6.6 Except in respect of death or personal injury caused by the
Company's negligence, the Company shall not be liable to the Buyer by reason of
any representation, or any implied warranty, condition or other term, or any
duty at common law, or under the express terms of the contract for any
consequential loss or damage (whether for loss of profit or otherwise), costs,
expenses or other claims for consequential compensation whatsoever (and whether
caused by the negligence of the Company, its employees or agents or otherwise)
which arise out of or in connection with the supply of the goods or services or
their use or resale by the Buyer.
6.7 The Buyer agrees that it is best able to estimate the extent and
nature of the insurance cover suitable for its business and property from time
to time and that it is reasonable for the Company to sell the goods and fix the
purchase price on the basis of the exclusions and limitations of liability
which price would be higher were such provisions altered in these conditions
and the Buyer agrees that it will be responsible for effecting insurance cover
as mentioned above including (but not limited to) any required insurance cover
in respect of any loss or damage of whatsoever kind or howsoever caused either
by reason of the negligence of the Company or otherwise to premises, plant or
to other property and the Company shall have no legal liability in respect of
any such loss or damage.
6.8 The Company shall not be liable to the Buyer or be deemed to be in
breach of the contract by reason of any delay in performing, or any failure to
perform, any of the Company's obligations in relation to the goods, if the
delay or failure was due to any cause beyond the Company's reasonable control.

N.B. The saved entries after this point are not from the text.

PR #418, opened 2021-04-13
feat: add plugin to detect native modules

eduardoboucas:
**- Summary**

This PR adds an esbuild plugin to detect modules with native bindings and automatically mark them as external.

**- Test plan**

Added new tests.

feat: add plugin to detect native modules

unnamed


src/runtimes/node/native_modules/detector.js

Without prejudice to the generality of the foregoing, the following shall be
regarded as causes beyond the Company's reasonable control:-
(i) Act of God, adverse weather conditions, explosion, flood, tempest, fire or
accident.
(ii) War or threat of war, sabotage, insurrection, civil disturbance or
requisition.
(iii) Acts, restrictions, regulations, bye-laws, prohibitions or measures of
any kind on the part of any governmental, parliamentary or local authority.
(iv) Import or export regulations or embargoes.
(v) Strikes, lock-outs or other industrial actions or trade disputes (whether
involving employees of the Company or of a third party).
(vi) Difficulties in obtaining raw materials, labour, fuel, parts or machinery.
(vii) Power failure or breakdown in any vehicle or machinery or any computer
malfunction.
(viii) The imposition of Stopping, Waiting, Parking or similar restrictions
which delay or prevent the Company from reasonably affecting delivery of the
goods.
7. General
7.1 The contract shall be governed by the laws of England and the parties
submit to the exclusive jurisdiction for the English courts in relation to any
dispute hereunder.
7.2 Nothing in this agreement shall confer, nor do the parties intend it
to confer, any enforceable right on any third party and the Contracts (Rights
of Third Parties) 1999 shall not apply.